Start of Material supplied
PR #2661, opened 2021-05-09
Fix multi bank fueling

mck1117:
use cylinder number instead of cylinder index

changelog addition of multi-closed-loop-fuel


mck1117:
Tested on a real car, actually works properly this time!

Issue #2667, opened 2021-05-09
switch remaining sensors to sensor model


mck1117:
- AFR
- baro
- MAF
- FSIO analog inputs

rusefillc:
End of Material supplied
Start of Material supplied
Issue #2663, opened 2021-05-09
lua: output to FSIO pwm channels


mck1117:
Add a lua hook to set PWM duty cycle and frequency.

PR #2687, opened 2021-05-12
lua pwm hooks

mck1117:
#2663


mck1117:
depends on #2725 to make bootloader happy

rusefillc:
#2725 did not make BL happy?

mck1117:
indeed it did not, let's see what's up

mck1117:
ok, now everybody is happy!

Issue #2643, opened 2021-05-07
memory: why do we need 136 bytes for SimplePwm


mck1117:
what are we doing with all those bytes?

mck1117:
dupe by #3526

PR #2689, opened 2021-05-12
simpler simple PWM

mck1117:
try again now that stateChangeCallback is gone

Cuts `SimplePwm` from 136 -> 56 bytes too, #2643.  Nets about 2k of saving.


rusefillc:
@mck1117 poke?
End of Material supplied
Please count the lines in the material above that hold the word "multi", and give only the total.

2